◆ About this exercise ◆
Your job is to return every line of the listing holding the string "compressed".

★ ★ ★

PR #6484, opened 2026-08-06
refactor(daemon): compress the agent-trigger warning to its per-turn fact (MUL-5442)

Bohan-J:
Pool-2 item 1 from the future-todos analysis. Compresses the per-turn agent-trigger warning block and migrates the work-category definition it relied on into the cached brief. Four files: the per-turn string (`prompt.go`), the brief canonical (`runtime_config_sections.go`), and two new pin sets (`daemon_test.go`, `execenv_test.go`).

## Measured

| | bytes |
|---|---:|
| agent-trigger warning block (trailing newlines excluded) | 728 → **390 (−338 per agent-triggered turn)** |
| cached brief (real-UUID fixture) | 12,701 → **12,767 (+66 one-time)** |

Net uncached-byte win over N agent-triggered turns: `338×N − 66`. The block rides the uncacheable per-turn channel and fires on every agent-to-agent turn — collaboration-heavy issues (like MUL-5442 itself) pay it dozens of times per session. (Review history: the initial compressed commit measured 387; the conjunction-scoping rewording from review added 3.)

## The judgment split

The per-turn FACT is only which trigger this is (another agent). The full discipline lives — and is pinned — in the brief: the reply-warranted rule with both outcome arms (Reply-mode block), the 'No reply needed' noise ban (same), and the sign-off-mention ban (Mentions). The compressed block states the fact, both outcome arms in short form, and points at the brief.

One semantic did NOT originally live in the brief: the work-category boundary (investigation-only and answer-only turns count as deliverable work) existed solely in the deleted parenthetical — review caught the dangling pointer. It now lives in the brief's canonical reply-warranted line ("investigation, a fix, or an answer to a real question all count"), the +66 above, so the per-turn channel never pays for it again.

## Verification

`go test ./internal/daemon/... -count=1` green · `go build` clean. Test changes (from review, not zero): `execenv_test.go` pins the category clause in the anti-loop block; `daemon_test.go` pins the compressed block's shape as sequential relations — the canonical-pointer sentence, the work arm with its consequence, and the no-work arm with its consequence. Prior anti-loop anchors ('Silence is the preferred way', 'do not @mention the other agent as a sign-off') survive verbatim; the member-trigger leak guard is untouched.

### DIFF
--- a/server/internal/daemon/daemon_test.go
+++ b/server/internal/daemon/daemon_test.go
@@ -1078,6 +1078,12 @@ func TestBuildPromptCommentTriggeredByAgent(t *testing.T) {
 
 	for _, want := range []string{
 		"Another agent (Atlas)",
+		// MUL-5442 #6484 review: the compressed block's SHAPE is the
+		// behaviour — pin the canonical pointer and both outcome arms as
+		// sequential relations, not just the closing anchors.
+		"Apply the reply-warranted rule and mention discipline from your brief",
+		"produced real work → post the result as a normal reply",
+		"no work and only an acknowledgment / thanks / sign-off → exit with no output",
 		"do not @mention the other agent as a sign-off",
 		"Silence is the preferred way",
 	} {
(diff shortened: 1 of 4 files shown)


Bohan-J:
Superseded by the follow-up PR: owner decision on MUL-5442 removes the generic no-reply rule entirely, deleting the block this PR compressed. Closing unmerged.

★ ★ ★

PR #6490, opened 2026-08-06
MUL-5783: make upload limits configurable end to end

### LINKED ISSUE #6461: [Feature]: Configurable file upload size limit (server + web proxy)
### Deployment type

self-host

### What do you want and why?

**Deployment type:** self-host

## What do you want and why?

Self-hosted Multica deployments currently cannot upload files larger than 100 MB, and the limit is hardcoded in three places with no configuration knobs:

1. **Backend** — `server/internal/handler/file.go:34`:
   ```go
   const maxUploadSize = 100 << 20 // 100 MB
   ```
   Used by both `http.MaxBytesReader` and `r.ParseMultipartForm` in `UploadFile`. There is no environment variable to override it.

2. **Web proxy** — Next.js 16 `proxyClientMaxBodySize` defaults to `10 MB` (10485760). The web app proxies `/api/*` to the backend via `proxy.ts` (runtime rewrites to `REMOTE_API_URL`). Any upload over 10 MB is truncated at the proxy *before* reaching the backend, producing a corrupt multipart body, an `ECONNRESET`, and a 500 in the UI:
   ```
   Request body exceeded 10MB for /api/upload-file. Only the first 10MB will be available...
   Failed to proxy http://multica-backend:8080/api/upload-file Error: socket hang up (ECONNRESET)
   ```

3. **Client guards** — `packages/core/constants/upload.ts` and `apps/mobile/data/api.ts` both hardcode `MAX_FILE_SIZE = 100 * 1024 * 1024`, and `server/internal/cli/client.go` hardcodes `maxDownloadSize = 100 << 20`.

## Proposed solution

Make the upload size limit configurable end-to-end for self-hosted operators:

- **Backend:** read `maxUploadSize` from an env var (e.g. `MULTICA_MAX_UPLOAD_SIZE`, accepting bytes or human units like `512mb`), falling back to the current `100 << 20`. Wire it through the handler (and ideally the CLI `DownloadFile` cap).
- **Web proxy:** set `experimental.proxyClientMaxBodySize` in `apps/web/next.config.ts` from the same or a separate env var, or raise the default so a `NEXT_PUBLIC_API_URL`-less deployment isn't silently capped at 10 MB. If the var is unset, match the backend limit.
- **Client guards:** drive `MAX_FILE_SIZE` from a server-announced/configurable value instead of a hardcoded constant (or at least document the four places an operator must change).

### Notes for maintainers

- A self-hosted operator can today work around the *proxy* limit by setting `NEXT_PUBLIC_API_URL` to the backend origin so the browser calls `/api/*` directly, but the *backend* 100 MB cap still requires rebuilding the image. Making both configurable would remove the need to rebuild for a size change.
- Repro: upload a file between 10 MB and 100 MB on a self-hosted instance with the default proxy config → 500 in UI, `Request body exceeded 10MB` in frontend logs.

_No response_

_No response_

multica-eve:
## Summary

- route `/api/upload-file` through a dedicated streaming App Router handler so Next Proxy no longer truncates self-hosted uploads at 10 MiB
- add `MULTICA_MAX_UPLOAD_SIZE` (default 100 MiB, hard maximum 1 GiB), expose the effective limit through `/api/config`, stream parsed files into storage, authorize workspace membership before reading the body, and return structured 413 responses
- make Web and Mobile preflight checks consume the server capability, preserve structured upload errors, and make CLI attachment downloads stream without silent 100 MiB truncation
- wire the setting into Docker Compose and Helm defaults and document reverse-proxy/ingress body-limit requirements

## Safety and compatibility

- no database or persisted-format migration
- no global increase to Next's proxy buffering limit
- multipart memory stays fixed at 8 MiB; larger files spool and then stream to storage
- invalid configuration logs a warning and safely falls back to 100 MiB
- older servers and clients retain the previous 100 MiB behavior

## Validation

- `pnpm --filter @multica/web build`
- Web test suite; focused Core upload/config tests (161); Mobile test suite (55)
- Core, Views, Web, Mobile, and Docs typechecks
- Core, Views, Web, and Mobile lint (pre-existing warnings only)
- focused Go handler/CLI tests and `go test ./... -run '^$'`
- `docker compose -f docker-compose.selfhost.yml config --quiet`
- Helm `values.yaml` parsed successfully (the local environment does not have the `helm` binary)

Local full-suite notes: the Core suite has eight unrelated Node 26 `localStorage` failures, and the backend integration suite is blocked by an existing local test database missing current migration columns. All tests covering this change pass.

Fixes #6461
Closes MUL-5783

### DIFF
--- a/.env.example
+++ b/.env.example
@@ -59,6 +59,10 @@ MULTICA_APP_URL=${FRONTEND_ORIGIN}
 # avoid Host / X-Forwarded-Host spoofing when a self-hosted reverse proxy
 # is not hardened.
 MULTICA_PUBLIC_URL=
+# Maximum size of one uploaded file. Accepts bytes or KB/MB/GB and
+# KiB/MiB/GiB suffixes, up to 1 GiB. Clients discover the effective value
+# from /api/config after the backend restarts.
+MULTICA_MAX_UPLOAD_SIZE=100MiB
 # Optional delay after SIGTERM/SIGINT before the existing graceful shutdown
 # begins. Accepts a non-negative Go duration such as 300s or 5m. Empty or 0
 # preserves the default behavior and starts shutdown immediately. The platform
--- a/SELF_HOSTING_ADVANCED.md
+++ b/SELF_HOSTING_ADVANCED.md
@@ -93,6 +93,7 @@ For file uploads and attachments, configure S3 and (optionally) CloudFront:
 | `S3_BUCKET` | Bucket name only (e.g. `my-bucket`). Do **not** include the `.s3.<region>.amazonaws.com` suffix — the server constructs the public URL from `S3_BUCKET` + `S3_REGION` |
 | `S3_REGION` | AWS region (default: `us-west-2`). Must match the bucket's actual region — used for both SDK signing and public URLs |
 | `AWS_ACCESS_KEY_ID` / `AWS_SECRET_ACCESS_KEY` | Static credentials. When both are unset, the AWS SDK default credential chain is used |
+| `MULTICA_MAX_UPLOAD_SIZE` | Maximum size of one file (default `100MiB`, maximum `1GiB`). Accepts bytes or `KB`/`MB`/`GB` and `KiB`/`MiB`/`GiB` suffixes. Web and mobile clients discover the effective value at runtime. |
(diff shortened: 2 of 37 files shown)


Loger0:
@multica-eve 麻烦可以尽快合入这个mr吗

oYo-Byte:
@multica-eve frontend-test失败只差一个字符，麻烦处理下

★ ★ ★

◆ Answer box ◆
Net uncached-byte win over N agent-triggered turns: `338×N − 66`. The block rides the uncacheable per-turn channel and fires on every agent-to-agent turn — collaboration-heavy issues (like MUL-5442 itself) pay it dozens of times per session. (Review history: the initial compressed commit measured 387; the conjunction-scoping rewording from review added 3.)
The per-turn FACT is only which trigger this is (another agent). The full discipline lives — and is pinned — in the brief: the reply-warranted rule with both outcome arms (Reply-mode block), the 'No reply needed' noise ban (same), and the sign-off-mention ban (Mentions). The compressed block states the fact, both outcome arms in short form, and points at the brief.
`go test ./internal/daemon/... -count=1` green · `go build` clean. Test changes (from review, not zero): `execenv_test.go` pins the category clause in the anti-loop block; `daemon_test.go` pins the compressed block's shape as sequential relations — the canonical-pointer sentence, the work arm with its consequence, and the no-work arm with its consequence. Prior anti-loop anchors ('Silence is the preferred way', 'do not @mention the other agent as a sign-off') survive verbatim; the member-trigger leak guard is untouched.
+		// MUL-5442 #6484 review: the compressed block's SHAPE is the
Superseded by the follow-up PR: owner decision on MUL-5442 removes the generic no-reply rule entirely, deleting the block this PR compressed. Closing unmerged.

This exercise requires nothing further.